[Saved data entries]
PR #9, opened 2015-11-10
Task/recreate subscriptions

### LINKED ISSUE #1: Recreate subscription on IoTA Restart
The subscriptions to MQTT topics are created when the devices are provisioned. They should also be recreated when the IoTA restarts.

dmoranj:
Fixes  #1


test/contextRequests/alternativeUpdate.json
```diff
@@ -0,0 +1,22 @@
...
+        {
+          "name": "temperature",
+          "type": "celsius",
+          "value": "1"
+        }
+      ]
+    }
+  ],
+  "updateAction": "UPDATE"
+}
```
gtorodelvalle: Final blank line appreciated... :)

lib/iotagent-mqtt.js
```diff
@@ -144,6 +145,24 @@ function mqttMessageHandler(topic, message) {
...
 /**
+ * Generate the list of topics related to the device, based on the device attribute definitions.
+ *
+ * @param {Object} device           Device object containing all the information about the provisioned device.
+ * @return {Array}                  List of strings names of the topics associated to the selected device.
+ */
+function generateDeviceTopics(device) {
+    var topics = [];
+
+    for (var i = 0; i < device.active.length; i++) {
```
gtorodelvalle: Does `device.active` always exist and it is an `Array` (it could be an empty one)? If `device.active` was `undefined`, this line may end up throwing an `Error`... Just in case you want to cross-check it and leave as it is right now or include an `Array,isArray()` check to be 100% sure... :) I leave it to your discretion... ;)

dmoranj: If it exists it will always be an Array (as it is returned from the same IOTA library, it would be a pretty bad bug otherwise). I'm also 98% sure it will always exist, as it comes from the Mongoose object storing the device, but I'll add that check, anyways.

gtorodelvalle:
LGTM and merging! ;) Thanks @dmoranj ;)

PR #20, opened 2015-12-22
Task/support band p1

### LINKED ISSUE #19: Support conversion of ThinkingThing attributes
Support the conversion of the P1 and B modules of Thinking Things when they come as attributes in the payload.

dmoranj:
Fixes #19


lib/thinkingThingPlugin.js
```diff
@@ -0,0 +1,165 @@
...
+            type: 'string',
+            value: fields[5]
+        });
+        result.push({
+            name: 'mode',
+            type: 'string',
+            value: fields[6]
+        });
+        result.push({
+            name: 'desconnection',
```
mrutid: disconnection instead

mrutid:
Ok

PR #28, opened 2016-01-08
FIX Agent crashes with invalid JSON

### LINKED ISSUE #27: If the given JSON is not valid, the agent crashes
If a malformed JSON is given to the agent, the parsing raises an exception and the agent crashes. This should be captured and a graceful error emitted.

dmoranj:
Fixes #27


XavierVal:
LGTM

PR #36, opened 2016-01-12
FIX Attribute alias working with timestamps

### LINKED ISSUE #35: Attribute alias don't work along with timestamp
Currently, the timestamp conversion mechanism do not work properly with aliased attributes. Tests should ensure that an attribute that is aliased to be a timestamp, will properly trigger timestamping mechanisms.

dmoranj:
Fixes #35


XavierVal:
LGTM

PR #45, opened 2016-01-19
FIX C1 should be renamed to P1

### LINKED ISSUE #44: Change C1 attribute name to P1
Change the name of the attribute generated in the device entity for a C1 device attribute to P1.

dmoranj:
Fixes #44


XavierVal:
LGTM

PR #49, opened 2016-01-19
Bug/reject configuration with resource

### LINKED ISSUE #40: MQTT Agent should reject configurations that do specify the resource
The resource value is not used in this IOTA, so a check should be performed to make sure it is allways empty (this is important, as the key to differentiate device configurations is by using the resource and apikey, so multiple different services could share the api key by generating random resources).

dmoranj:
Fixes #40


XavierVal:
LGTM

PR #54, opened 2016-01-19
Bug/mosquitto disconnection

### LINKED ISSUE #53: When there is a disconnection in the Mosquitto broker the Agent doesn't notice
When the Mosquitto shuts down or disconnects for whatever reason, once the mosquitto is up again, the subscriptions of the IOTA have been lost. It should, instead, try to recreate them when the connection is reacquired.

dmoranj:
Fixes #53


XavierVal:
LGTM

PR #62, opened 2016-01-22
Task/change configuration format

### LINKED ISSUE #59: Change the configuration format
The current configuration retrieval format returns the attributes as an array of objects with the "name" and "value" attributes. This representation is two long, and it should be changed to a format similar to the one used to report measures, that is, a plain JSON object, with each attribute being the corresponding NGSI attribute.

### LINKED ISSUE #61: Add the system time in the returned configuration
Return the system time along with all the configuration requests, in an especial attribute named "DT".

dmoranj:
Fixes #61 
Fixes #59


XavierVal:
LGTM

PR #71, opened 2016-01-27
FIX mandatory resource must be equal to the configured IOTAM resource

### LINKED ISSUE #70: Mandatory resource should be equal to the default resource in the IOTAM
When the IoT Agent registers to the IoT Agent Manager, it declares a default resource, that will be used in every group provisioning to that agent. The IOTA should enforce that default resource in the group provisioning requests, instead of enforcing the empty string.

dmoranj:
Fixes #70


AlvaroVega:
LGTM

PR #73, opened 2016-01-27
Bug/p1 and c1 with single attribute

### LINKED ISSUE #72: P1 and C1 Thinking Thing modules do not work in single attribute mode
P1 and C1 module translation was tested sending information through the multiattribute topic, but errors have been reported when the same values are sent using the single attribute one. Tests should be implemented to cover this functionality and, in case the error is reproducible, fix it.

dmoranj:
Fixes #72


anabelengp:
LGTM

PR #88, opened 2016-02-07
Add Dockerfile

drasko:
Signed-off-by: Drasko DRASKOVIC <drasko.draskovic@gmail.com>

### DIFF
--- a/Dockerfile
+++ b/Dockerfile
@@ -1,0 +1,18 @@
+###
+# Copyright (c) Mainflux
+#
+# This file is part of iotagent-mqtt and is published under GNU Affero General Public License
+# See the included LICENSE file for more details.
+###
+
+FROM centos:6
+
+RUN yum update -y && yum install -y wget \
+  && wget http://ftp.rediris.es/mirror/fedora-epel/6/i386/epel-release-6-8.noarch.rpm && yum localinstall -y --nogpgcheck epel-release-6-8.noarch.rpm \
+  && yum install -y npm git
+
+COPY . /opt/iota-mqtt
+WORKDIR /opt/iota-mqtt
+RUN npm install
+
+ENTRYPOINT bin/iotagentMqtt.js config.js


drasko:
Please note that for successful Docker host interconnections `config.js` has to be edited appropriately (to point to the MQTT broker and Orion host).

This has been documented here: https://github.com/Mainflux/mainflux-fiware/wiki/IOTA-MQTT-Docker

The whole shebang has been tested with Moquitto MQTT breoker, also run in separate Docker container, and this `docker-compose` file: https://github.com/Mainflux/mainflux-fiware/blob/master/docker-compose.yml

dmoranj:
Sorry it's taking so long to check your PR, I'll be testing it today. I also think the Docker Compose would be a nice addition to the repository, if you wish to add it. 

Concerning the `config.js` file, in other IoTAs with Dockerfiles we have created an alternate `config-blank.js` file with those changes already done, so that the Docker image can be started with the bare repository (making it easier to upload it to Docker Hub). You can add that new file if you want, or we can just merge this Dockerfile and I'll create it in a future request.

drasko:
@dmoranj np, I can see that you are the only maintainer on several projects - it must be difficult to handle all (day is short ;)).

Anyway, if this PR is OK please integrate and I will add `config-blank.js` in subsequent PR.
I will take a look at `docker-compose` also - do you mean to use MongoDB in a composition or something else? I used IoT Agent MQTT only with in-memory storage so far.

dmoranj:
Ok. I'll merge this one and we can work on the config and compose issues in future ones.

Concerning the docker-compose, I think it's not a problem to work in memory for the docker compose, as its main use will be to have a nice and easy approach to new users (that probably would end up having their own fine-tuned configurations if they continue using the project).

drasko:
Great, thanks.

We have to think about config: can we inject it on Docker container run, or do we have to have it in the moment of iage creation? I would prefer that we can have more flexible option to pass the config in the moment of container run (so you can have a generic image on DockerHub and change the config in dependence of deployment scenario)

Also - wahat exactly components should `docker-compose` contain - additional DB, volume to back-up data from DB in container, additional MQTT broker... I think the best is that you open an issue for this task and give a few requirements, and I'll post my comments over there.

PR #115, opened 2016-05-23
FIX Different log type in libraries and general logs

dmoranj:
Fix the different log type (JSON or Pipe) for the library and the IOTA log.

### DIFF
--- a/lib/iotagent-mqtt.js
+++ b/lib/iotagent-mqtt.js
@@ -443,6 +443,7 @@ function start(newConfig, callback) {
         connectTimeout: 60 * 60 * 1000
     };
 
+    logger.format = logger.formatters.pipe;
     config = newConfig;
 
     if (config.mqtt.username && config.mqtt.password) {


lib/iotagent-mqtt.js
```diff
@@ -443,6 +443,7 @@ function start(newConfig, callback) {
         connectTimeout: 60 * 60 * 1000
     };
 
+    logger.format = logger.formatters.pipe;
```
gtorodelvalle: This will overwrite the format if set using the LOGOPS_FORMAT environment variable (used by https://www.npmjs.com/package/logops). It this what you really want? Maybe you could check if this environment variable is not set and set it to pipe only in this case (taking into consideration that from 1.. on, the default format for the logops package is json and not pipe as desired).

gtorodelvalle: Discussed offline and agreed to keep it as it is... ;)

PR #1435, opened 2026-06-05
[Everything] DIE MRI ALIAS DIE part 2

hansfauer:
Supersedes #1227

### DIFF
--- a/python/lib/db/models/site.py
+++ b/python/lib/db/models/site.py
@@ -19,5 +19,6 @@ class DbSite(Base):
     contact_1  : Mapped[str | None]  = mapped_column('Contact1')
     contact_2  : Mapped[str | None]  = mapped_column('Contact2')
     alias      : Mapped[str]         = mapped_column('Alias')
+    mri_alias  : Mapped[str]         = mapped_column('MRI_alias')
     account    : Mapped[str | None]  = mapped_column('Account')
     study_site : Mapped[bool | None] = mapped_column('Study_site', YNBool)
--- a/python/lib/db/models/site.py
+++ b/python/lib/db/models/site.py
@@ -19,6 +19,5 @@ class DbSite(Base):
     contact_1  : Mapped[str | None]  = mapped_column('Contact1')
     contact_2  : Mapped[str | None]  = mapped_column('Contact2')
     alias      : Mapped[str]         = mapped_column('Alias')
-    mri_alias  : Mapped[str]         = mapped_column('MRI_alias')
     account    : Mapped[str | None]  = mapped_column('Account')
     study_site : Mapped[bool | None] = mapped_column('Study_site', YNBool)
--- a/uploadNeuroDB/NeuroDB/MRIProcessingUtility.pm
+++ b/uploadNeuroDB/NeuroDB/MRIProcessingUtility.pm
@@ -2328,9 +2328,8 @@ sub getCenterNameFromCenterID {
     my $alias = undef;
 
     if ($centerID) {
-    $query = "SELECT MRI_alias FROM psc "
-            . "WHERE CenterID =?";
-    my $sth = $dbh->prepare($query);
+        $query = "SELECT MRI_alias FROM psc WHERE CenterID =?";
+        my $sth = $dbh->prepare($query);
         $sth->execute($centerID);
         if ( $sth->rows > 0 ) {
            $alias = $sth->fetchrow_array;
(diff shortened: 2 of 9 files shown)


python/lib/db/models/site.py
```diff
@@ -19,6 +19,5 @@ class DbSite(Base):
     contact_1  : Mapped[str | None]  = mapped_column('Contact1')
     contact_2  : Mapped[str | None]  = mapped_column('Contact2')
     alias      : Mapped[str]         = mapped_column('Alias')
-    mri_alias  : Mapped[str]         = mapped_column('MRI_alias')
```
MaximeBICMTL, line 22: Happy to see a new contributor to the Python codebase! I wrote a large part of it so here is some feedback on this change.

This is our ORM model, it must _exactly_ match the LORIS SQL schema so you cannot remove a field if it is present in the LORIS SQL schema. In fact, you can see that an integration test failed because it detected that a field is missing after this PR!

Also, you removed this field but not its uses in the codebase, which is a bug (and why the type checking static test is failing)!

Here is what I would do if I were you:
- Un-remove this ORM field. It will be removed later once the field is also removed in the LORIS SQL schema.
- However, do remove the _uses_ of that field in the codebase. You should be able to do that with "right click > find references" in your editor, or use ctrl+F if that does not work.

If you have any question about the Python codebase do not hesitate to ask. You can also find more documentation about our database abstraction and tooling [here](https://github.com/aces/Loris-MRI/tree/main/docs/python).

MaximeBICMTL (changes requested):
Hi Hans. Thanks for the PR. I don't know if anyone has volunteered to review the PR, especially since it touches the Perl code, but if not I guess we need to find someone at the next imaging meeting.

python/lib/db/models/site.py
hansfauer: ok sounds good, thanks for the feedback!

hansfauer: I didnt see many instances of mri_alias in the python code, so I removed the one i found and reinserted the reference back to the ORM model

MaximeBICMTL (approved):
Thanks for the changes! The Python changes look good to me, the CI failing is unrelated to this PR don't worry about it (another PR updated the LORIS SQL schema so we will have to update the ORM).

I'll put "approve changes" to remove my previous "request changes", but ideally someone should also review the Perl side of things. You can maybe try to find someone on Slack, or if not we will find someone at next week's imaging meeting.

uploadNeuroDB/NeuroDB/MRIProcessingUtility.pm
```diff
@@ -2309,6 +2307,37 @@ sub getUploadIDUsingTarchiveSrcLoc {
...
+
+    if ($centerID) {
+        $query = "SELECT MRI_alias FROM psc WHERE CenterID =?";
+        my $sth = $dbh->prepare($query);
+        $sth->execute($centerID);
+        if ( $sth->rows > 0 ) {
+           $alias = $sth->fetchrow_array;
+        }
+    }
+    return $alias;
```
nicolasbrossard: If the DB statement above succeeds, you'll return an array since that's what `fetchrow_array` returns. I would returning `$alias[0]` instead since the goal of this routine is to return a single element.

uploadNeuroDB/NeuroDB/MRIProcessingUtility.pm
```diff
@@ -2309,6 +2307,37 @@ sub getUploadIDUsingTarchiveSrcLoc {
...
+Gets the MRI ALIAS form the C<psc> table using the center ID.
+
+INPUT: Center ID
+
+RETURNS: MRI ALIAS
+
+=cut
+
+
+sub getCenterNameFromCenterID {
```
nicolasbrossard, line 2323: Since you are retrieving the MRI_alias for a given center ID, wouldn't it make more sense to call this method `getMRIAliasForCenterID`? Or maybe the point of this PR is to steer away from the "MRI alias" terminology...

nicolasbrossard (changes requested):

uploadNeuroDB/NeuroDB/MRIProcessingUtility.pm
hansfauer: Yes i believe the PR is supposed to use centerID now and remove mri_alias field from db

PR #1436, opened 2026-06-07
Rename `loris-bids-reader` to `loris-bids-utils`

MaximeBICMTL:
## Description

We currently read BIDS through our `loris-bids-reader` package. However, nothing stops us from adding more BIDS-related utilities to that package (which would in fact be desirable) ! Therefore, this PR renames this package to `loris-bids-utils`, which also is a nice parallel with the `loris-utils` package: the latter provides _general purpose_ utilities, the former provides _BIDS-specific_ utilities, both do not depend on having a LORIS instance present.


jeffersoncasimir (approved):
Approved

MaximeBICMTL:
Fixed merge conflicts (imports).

### Task to carry out
For the word "getCenterNameFromCenterID", report how many lines of the records contain it; respond with the number only.

### Response area
2